— Кто таков?
— Я — Иван Акимович Рябина. Сын здешнего владетеля. Стою на родительской земле. А ты кто?
— Отпусти его.
— Ты чего, дядя, вежества не разумеешь? Я назвался — ты смолчал. Я на своём двору, а ты мне указывать будешь? Ты лучше решай — что с придурком твоим делать. Руку ему из плеча оборвать или как?
Мой подопечный при звуках голоса переговорщика начал дёргаться. Зря. Из такого захвата выходят с порванным плечом, как минимум. Я довернул — он взвыл. И — забулькал. Я же говорю — мокро у нас, лужи везде.
Гридни, было, вперёд шагнули, мои оружие подняли. Бородач своих остановил.
— Я — Маноха. Палач князя Владимирского Андрея Юрьевича. Это — мой человек. Отпусти его без ущербу.
Блин! Куда я попал!
Этот палач — один из немногих известных мне людей в этом 12 веке. Вот эту чёрную бороду смоленские князья сбреют наполовину, чтобы спровоцировать Андрея Боголюбского на поспешную войну.
После той полу-брижки летописец напишет:
«Князь Андрей какой был умник во всех делах, а погубил смысл свой невоздержанием: распалился гневом, возгородился и напрасно похвалился; а похвалу и гордость дьявол вселяет в сердце человеку».

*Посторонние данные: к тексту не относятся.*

PR #116, opened 2024-07-04
feat: ✨ Monitor challenge events in Blockchain service

ffarall:


ffarall:
Test comment

TDemeco (approved):
The runtime side looks good to me 👍🏻

links234 (approved):
Besides the MSP discussion which we can defer till we get there, everything is good!

pallets/proofs-dealer/src/lib.rs
```diff
@@ -306,6 +305,13 @@ pub mod pallet {
 
         /// A slashable provider was found.
         SlashableProvider { provider: ProviderIdFor<T> },
+
+        /// A Provider's challenge cycle was initialised.
+        NewChallengeCycleInitialised {
+            current_tick: BlockNumberFor<T>,
+            provider: ProviderIdFor<T>,
+            maybe_provider_account: Option<T::AccountId>,
```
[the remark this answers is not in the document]
ffarall: It's because the proofs dealer pallet doesn't know that it is actually impossible for a provider to exist without an account. As far as it is concerned, it queries the account for a provider, and that CAN return None.

client/blockchain-service/src/handler.rs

Да ладно, фиг с ней, с русской историей: такой детина не ретроспективно, а вполне сиюминутно мне просто головушку оторвёт! И ни в какой летописи об этом не напишут. По незначительности происшествия.
Выходим из конфликта аккуратненько. Противника отпустил, тот снова носом в грязь — на хорошо вывернутую ручку не враз-то обопрёшься.
А я назад, на пятки перекатился, штаны от грязи отряхнул. Штаны — насквозь мокрые. Хорошо, что только в коленях. Пока…
Парочка гридней кинулась пострадавшего поднимать. Тот матерится. Обещает глубокий и долгий интим. И мне, и усадьбе, и всей земле Смоленской. Горячится начал.
— Замолчь. Добрый муж, а отрок завалил. Уведите дурня.
Маноха своего человечка урезонил и стоит-разглядывает. Гурду Ивашкину и столетний Чарджин клинок. Ноготкову секиру, до блеска точенную — хоть зайчиков пускай. Подрагивающие в опущенных руках парные боевые топоры Чимахая. Совершенно не дрожащее остриё Сухановой рогатины, направленной Манохе в живот. Главного придурка в моём лице: распашоночка, безрукавочка, косыночка… И дрючок берёзовый в ручке тощенькой.
— Бить людей князя Володимирского — не хорошо.
— Так ведь и бояр смоленских по уху прикладывать — не по вежеству.
Мне против княжьего ближника рот раскрывать — не по чину. Но раз раскрываю — может, и вправду имею право? Я же вижу — он никак решиться не может. Был бы я просто русский человек — сказнили бы, забили бы до смерти. А вот боярин… враждебного князя в условиях неустойчивого перемирия… Повод для международного конфликта? А оно надо?